### Data shown
|---|
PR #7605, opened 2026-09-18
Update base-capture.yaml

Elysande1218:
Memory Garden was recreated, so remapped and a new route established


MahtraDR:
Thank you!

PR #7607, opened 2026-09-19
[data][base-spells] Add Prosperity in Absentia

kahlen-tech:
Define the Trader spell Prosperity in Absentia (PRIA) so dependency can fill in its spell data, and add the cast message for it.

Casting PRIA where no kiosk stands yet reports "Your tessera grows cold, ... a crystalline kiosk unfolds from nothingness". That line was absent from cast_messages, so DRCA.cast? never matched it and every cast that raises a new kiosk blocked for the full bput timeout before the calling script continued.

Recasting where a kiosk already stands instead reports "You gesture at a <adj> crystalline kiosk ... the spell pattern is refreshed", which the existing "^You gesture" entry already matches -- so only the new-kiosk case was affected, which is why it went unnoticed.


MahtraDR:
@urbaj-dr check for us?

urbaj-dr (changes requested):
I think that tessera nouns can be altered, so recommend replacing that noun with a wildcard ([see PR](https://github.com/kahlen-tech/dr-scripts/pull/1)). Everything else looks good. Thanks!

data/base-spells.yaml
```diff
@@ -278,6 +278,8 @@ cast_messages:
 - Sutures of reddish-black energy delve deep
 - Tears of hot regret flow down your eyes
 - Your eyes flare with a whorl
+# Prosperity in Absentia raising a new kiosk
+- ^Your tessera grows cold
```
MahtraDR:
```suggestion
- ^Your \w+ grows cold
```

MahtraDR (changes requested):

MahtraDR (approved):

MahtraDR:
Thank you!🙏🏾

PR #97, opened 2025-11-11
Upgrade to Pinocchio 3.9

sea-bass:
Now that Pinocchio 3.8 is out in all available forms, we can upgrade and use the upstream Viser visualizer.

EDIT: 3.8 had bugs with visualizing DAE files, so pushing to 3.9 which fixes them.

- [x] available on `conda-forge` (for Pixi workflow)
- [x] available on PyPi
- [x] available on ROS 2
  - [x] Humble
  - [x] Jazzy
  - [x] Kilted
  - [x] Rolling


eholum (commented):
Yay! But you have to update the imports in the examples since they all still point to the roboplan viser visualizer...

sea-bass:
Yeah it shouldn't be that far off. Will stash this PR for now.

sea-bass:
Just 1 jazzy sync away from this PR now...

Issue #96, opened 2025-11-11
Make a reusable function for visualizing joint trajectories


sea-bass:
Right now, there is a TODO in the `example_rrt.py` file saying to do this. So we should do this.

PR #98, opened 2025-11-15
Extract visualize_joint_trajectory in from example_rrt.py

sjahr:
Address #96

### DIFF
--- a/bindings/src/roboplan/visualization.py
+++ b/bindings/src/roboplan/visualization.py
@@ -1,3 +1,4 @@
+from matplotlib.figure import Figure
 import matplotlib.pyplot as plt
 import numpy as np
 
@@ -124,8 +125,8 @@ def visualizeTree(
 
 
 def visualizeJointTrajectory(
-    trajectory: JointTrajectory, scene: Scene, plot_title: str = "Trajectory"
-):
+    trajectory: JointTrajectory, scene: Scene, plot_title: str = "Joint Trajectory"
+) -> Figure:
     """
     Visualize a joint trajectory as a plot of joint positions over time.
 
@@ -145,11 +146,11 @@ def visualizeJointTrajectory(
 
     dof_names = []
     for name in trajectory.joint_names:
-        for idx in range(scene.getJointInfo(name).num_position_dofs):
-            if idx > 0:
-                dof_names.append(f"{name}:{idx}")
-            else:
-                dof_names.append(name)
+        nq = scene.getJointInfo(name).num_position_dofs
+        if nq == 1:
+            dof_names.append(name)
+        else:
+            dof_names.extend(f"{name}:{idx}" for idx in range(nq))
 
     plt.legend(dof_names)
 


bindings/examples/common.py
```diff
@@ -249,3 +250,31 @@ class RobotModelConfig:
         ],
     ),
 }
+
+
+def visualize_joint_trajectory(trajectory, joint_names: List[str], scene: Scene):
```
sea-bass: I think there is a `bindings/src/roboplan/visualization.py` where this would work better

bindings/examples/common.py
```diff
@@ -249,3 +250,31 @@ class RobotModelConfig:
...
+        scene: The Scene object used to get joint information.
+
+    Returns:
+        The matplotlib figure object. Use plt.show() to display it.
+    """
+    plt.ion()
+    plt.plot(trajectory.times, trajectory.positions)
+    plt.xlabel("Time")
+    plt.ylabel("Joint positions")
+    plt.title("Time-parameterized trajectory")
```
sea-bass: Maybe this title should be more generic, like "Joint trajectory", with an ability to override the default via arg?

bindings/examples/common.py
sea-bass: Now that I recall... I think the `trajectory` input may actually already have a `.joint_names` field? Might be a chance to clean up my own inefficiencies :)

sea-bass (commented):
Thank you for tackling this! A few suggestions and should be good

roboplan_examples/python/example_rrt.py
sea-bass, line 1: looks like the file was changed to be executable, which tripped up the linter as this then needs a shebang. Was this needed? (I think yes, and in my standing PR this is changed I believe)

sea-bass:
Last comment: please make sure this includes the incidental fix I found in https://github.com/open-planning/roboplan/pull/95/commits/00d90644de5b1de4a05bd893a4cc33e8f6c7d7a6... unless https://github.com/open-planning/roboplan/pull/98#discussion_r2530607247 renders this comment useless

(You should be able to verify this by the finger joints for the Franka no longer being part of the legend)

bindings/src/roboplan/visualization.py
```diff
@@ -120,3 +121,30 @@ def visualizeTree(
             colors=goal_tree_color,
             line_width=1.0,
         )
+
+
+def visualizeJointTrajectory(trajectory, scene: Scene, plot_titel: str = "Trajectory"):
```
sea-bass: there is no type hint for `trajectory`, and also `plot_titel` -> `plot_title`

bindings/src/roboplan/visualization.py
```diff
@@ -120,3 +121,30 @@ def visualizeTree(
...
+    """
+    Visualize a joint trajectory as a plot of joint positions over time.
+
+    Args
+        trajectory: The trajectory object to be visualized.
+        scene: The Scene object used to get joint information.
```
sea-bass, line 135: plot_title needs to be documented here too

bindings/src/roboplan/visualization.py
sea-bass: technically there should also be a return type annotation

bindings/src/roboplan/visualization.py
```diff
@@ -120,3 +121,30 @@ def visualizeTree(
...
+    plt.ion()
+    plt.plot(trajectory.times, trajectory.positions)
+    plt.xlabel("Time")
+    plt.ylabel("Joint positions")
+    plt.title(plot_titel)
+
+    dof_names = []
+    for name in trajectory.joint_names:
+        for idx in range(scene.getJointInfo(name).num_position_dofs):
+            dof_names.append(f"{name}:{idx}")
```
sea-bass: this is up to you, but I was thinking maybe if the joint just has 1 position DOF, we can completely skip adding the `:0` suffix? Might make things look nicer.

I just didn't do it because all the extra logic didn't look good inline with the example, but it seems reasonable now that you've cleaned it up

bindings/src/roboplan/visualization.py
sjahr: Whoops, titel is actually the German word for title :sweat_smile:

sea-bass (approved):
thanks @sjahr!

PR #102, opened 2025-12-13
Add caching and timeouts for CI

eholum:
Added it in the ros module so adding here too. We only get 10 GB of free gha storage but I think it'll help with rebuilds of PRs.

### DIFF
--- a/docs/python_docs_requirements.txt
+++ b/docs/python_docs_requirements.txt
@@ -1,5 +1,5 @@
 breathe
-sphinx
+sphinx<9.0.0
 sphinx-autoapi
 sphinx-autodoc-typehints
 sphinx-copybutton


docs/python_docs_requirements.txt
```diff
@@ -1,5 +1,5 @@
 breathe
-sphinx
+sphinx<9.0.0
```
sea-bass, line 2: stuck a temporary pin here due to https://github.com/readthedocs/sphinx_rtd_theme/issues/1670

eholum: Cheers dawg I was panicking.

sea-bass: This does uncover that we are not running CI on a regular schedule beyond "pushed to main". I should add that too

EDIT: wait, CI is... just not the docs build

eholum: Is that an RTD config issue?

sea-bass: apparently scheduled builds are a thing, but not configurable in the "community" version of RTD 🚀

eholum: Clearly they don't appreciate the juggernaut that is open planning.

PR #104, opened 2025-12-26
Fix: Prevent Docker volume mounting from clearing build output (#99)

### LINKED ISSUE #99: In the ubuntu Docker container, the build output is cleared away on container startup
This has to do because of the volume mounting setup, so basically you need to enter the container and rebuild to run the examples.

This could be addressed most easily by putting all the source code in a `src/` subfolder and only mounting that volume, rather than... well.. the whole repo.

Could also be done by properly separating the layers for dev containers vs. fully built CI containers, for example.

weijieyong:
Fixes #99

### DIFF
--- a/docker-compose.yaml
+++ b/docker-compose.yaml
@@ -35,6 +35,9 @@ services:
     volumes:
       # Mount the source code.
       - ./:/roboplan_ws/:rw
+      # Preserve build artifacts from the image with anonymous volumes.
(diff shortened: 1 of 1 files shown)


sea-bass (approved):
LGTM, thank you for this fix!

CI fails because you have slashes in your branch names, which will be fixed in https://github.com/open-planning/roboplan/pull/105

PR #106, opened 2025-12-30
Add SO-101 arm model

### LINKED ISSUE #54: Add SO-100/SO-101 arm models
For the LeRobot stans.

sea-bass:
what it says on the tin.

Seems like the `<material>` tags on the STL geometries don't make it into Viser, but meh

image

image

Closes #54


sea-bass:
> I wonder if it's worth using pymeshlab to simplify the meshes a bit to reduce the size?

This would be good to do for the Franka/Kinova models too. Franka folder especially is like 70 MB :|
|---|
### Problem statement
Among the entries, find every line holding "output" and return it.

### Response area
Fix: Prevent Docker volume mounting from clearing build output (#99)
### LINKED ISSUE #99: In the ubuntu Docker container, the build output is cleared away on container startup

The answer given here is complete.